PR #1324, opened 2025-12-16
Pass -UseCFS and -UseCFSAuth to Set-CargoEnvironment

andyleejordan:
So that I can actually add packages to the feed. What a headache.


michaeltlombardi (approved):

michaeltlombardi:
Oops, mea culpa!

PR #1327, opened 2025-12-16
Add sshdconfig match to export

tgauth:
# PR Summary
- fix `get` bug where the command was not ignoring any input filtering
- add support to `get` and `export` regarding  `Match` directives
- add warning to `get` and `export` regarding `Include` directives
- add resource-level tests for above `get` and `export` scenarios 
- update tree-sitter-ssh-server-config grammar/tests for more flexibility with comments and empty lines
- enable sshd_config tests on all platforms (when elevated and sshd is available)

## PR Context
- These tweaks to `get` will be required to enable the `set` & `clobber: false` scenario

### DIFF
--- a/grammars/tree-sitter-ssh-server-config/test/corpus/valid_expressions.txt
+++ b/grammars/tree-sitter-ssh-server-config/test/corpus/valid_expressions.txt
@@ -611,7 +611,7 @@ parse multiple comments and multiple lines
 ====
 # comment line 1
 # comment line 2
-# comment lin3 3
+# comment line 3
 
 
 passwordauthentication yes


grammars/tree-sitter-ssh-server-config/grammar.js
```diff
@@ -18,20 +18,23 @@ export default grammar({
 
     // check for an empty line that is just a /n character
     _empty_line: $ => '\n',
-    comment: $ => /#.*\n/,
+    comment: $ => seq(/#.*/, '\n'),
```
SteveL-MSFT: I'm a bit surprised you would include the newline here.  I would think a comment would be a token that starts with a `#` and all arbitrary characters after it, so it doesn't really matter if it's a `comment` or `_inline_comment`.

Look here as an example: https://github.com/airbus-cert/tree-sitter-powershell/blob/main/grammar.js#L15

-------------------------

> [TASK REQUIREMENTS]
Would you count the lines in the data that contain "grammars" and answer with only the number?

> [RESPONSE TO THIS EXERCISE]
3